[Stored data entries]

::::::

PR #574, opened 2026-08-06
[Android] [ANR] Send basic reports without ANR traces

FranAguilera:
## Problem

[ApplicationExitInfo](https://developer.android.com/reference/android/app/ApplicationExitInfo) can return a null stacktrace sometimes via [getTraceInputStream](https://developer.android.com/reference/android/app/ApplicationExitInfo#getTraceInputStream()) parameter given this definition on their docs

_“Note that because these traces are kept in a separate global circular buffer, crashes may be overwritten by newer crashes (including from other applications), so this may still return null.”_

If that’s the case, getPreviousRunInfo will return ANR as termination reason, but given no report is stored due to the lack of stactrace the count won’t increment in Issue pages/Callback/ANR workflows

For more context please refer to this [doc](https://docs.google.com/document/d/1PHxyRpKdAkza3LC_e0mxkXiDDbO_hJBxIbxo_Lhfy-8/edit?tab=t.0)

## Solution

Resolves BIT-9198

If we fail to parse a trace (either because being nullable or invalid contents) instead of dropping the report will create a basic one empty stacks/threads using appExitDescription for classification (e.g. User Perceived ANR, BroadcastReceiver, Background ANR, etc).

## Verification

Verified in capture-sdk shared-core bump pr https://github.com/bitdriftlabs/capture-sdk/pull/1083

Screenshot 2026-08-06 at 15 48 44

### DIFF
--- a/bd-report-parsers/src/android.rs
+++ b/bd-report-parsers/src/android.rs
@@ -54,11 +54,35 @@ type FrameOffsetSequence = Vec<u32>;
 
 const MAIN_THREAD: &str = "main";
 
-pub fn build_anr<'a, 'fbb>(
+pub fn build_anr_from_app_exit<'fbb>(
   builder: &mut FlatBufferBuilder<'fbb>,
   app_info: &mut v_1::AppMetricsArgs<'fbb>,
   device_info: &mut v_1::DeviceMetricsArgs<'fbb>,
-  input: MemmapView<'a>,
+  anr_trace: Option<MemmapView<'_>>,
+  app_exit_description: Option<&str>,
+  is_file_size_optimization_enabled: bool,
+) -> WIPOffset<v_1::Report<'fbb>> {
+  if let Some(anr_trace) = anr_trace
+    && let Ok((_, report)) = build_anr_from_trace(
+      builder,
+      app_info,
+      device_info,
+      anr_trace,
+      app_exit_description,
+      is_file_size_optimization_enabled,
+    )
+  {
+    return report;
+  }
+
+  build_anr_without_trace(builder, app_info, device_info, app_exit_description)
+}
+
+fn build_anr_from_trace<'a, 'fbb>(
+  builder: &mut FlatBufferBuilder<'fbb>,
+  app_info: &mut v_1::AppMetricsArgs<'fbb>,
+  device_info: &mut v_1::DeviceMetricsArgs<'fbb>,
+  anr_trace: MemmapView<'a>,
   app_exit_description: Option<&str>,
   is_file_size_optimization_enabled: bool,
 ) -> IResult<MemmapView<'a>, WIPOffset<v_1::Report<'fbb>>, nom::error::Error<MemmapView<'a>>> {
@@ -69,7 +93,7 @@ pub fn build_anr<'a, 'fbb>(
     thread_counter,
     |text| build_threads(builder, text, is_file_size_optimization_enabled),
   )
-    .parse(input)?;
+    .parse(anr_trace)?;
 
   if let Ok(pid) = u32::try_from(pid) {
     app_info.process_id = pid;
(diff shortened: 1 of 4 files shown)


bd-report-parsers/src/android.rs
```diff
@@ -54,11 +54,35 @@ type FrameOffsetSequence = Vec<u32>;
...
+pub fn build_anr_from_app_exit<'a, 'fbb>(
   builder: &mut FlatBufferBuilder<'fbb>,
   app_info: &mut v_1::AppMetricsArgs<'fbb>,
   device_info: &mut v_1::DeviceMetricsArgs<'fbb>,
-  input: MemmapView<'a>,
+  anr_trace: Option<MemmapView<'a>>,
+  app_exit_description: Option<&str>,
+  is_file_size_optimization_enabled: bool,
+) -> WIPOffset<v_1::Report<'fbb>> {
+  if let Some(anr_trace) = anr_trace {
```
FranAguilera: To clarify, now platform layer can pass a Optional (nullable) inputTraceStream. If is not null try to parse, if no errors return the full report. If parsing fails (could be a malformed/incomplete input stream raw report) still send a basic report without stack traces

bd-report-parsers/src/android.rs
```diff
@@ -54,11 +54,35 @@ type FrameOffsetSequence = Vec<u32>;
...
+      device_info,
+      anr_trace,
+      app_exit_description,
+      is_file_size_optimization_enabled,
+    )
+  {
+    return report;
+  }
+
+  build_anr_without_trace(builder, app_info, device_info, app_exit_description)
```
FranAguilera, line 79: For the cases where we fail parsing due to incomplete data on the raw report, I still think we should have a general viz count of this error (we have a related project for this, I will add a ticket there and handled then)

snowp: It would be nice if we included the failure in the report somehow but yeah can handle separately

bd-report-parsers/src/android_tests.rs
```diff
@@ -319,25 +319,16 @@ macro_rules! assert_parsed_anr_eq {
...
-      Err(nom::Err::Error(e) | nom::Err::Failure(e)) => {
-        let mut contents = format!("{e:?}");
-        contents.truncate(300);
-        panic!("failed to parse: {contents:?}")
-      },
-      Err(e) => panic!("failed to parse: {e:#?}"),
-    }
+    );
+    let report = get_table!(Report, builder, offset);
+    insta::assert_debug_snapshot!(report);
```
snowp, line 331: Are we missing a checked in snapshot file?

bd-report-parsers/src/android.rs
```diff
@@ -97,7 +134,30 @@ pub fn build_anr<'a, 'fbb>(
...
+  v_1::Report::create(builder, &args)
+}
+
+fn build_anr_without_trace<'fbb>(
+  builder: &mut FlatBufferBuilder<'fbb>,
+  app_info: &v_1::AppMetricsArgs<'fbb>,
+  device_info: &mut v_1::DeviceMetricsArgs<'fbb>,
+  app_exit_description: Option<&str>,
+) -> WIPOffset<v_1::Report<'fbb>> {
+  device_info.platform = v_1::Platform::Android;
```
snowp: nit but seems like an opp place to pin this value, seems like we should do this at the lowest/highest levels of helpers since this should be set for all androi reports?

bd-report-parsers/src/android_tests.rs
```diff
@@ -487,3 +477,52 @@ fn build_anr_without_description_or_subject() {
...
+
+  let report = flatbuffers::root::<Report<'_>>(builder.finished_data()).unwrap();
+  let error = report.errors().unwrap().get(0);
+  assert_eq!(error.name(), Some("User Perceived ANR"));
+  assert_eq!(error.reason(), Some(description));
+  assert_eq!(report.thread_details().unwrap().count(), 0);
+}
+
+#[test]
+fn build_anr_with_unparsable_trace_uses_app_exit_description() -> anyhow::Result<()> {
```
snowp, line 506: might be nice with snapshot tests for more of these just so we can easily see what reports are being genereated by these

snowp (approved):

::::::

◆ **Directions for this task**
Quote each line of the data above exactly as written.

◆ **Final answer**
PR #574, opened 2026-08-06
[Android] [ANR] Send basic reports without ANR traces

FranAguilera:
## Problem

[ApplicationExitInfo](https://developer.android.com/reference/android/app/ApplicationExitInfo) can return a null stacktrace sometimes via [getTraceInputStream](https://developer.android.com/reference/android/app/ApplicationExitInfo#getTraceInputStream()) parameter given this definition on their docs

_“Note that because these traces are kept in a separate global circular buffer, crashes may be overwritten by newer crashes (including from other applications), so this may still return null.”_

If that’s the case, getPreviousRunInfo will return ANR as termination reason, but given no report is stored due to the lack of stactrace the count won’t increment in Issue pages/Callback/ANR workflows

For more context please refer to this [doc](https://docs.google.com/document/d/1PHxyRpKdAkza3LC_e0mxkXiDDbO_hJBxIbxo_Lhfy-8/edit?tab=t.0)

## Solution

Resolves BIT-9198

If we fail to parse a trace (either because being nullable or invalid contents) instead of dropping the report will create a basic one empty stacks/threads using appExitDescription for classification (e.g. User Perceived ANR, BroadcastReceiver, Background ANR, etc).

## Verification

Verified in capture-sdk shared-core bump pr https://github.com/bitdriftlabs/capture-sdk/pull/1083

Screenshot 2026-08-06 at 15 48 44

### DIFF
--- a/bd-report-parsers/src/android.rs
+++ b/bd-report-parsers/src/android.rs
@@ -54,11 +54,35 @@ type FrameOffsetSequence = Vec<u32>;
 
 const MAIN_THREAD: &str = "main";
 
-pub fn build_anr<'a, 'fbb>(
+pub fn build_anr_from_app_exit<'fbb>(
   builder: &mut FlatBufferBuilder<'fbb>,
   app_info: &mut v_1::AppMetricsArgs<'fbb>,
   device_info: &mut v_1::DeviceMetricsArgs<'fbb>,
-  input: MemmapView<'a>,
+  anr_trace: Option<MemmapView<'_>>,
+  app_exit_description: Option<&str>,
+  is_file_size_optimization_enabled: bool,
+) -> WIPOffset<v_1::Report<'fbb>> {
+  if let Some(anr_trace) = anr_trace
+    && let Ok((_, report)) = build_anr_from_trace(
+      builder,
+      app_info,
+      device_info,
+      anr_trace,
+      app_exit_description,
+      is_file_size_optimization_enabled,
+    )
+  {
+    return report;
+  }
+
+  build_anr_without_trace(builder, app_info, device_info, app_exit_description)
+}
+
+fn build_anr_from_trace<'a, 'fbb>(
+  builder: &mut FlatBufferBuilder<'fbb>,
+  app_info: &mut v_1::AppMetricsArgs<'fbb>,
+  device_info: &mut v_1::DeviceMetricsArgs<'fbb>,
+  anr_trace: MemmapView<'a>,
   app_exit_description: Option<&str>,
   is_file_size_optimization_enabled: bool,
 ) -> IResult<MemmapView<'a>, WIPOffset<v_1::Report<'fbb>>, nom::error::Error<MemmapView<'a>>> {
@@ -69,7 +93,7 @@ pub fn build_anr<'a, 'fbb>(
     thread_counter,
     |text| build_threads(builder, text, is_file_size_optimization_enabled),
   )
-    .parse(input)?;
+    .parse(anr_trace)?;
 
   if let Ok(pid) = u32::try_from(pid) {
     app_info.process_id = pid;
(diff shortened: 1 of 4 files shown)


bd-report-parsers/src/android.rs
```diff
@@ -54,11 +54,35 @@ type FrameOffsetSequence = Vec<u32>;
...
+pub fn build_anr_from_app_exit<'a, 'fbb>(
   builder: &mut FlatBufferBuilder<'fbb>,
   app_info: &mut v_1::AppMetricsArgs<'fbb>,
   device_info: &mut v_1::DeviceMetricsArgs<'fbb>,
-  input: MemmapView<'a>,
+  anr_trace: Option<MemmapView<'a>>,
+  app_exit_description: Option<&str>,
+  is_file_size_optimization_enabled: bool,
+) -> WIPOffset<v_1::Report<'fbb>> {
+  if let Some(anr_trace) = anr_trace {
```
FranAguilera: To clarify, now platform layer can pass a Optional (nullable) inputTraceStream. If is not null try to parse, if no errors return the full report. If parsing fails (could be a malformed/incomplete input stream raw report) still send a basic report without stack traces

bd-report-parsers/src/android.rs
```diff
@@ -54,11 +54,35 @@ type FrameOffsetSequence = Vec<u32>;
...
+      device_info,
+      anr_trace,
+      app_exit_description,
+      is_file_size_optimization_enabled,
+    )
+  {
+    return report;
+  }
+
+  build_anr_without_trace(builder, app_info, device_info, app_exit_description)
```
FranAguilera, line 79: For the cases where we fail parsing due to incomplete data on the raw report, I still think we should have a general viz count of this error (we have a related project for this, I will add a ticket there and handled then)

snowp: It would be nice if we included the failure in the report somehow but yeah can handle separately

bd-report-parsers/src/android_tests.rs
```diff
@@ -319,25 +319,16 @@ macro_rules! assert_parsed_anr_eq {
...
-      Err(nom::Err::Error(e) | nom::Err::Failure(e)) => {
-        let mut contents = format!("{e:?}");
-        contents.truncate(300);
-        panic!("failed to parse: {contents:?}")
-      },
-      Err(e) => panic!("failed to parse: {e:#?}"),
-    }
+    );
+    let report = get_table!(Report, builder, offset);
+    insta::assert_debug_snapshot!(report);
```
snowp, line 331: Are we missing a checked in snapshot file?

bd-report-parsers/src/android.rs
```diff
@@ -97,7 +134,30 @@ pub fn build_anr<'a, 'fbb>(
...
+  v_1::Report::create(builder, &args)
+}
+
+fn build_anr_without_trace<'fbb>(
+  builder: &mut FlatBufferBuilder<'fbb>,
+  app_info: &v_1::AppMetricsArgs<'fbb>,
+  device_info: &mut v_1::DeviceMetricsArgs<'fbb>,
+  app_exit_description: Option<&str>,
+) -> WIPOffset<v_1::Report<'fbb>> {
+  device_info.platform = v_1::Platform::Android;
```
snowp: nit but seems like an opp place to pin this value, seems like we should do this at the lowest/highest levels of helpers since this should be set for all androi reports?

bd-report-parsers/src/android_tests.rs
```diff
@@ -487,3 +477,52 @@ fn build_anr_without_description_or_subject() {
...
+
+  let report = flatbuffers::root::<Report<'_>>(builder.finished_data()).unwrap();
+  let error = report.errors().unwrap().get(0);
+  assert_eq!(error.name(), Some("User Perceived ANR"));
+  assert_eq!(error.reason(), Some(description));
+  assert_eq!(report.thread_details().unwrap().count(), 0);
+}
+
+#[test]
+fn build_anr_with_unparsable_trace_uses_app_exit_description() -> anyhow::Result<()> {
```
snowp, line 506: might be nice with snapshot tests for more of these just so we can easily see what reports are being genereated by these

snowp (approved):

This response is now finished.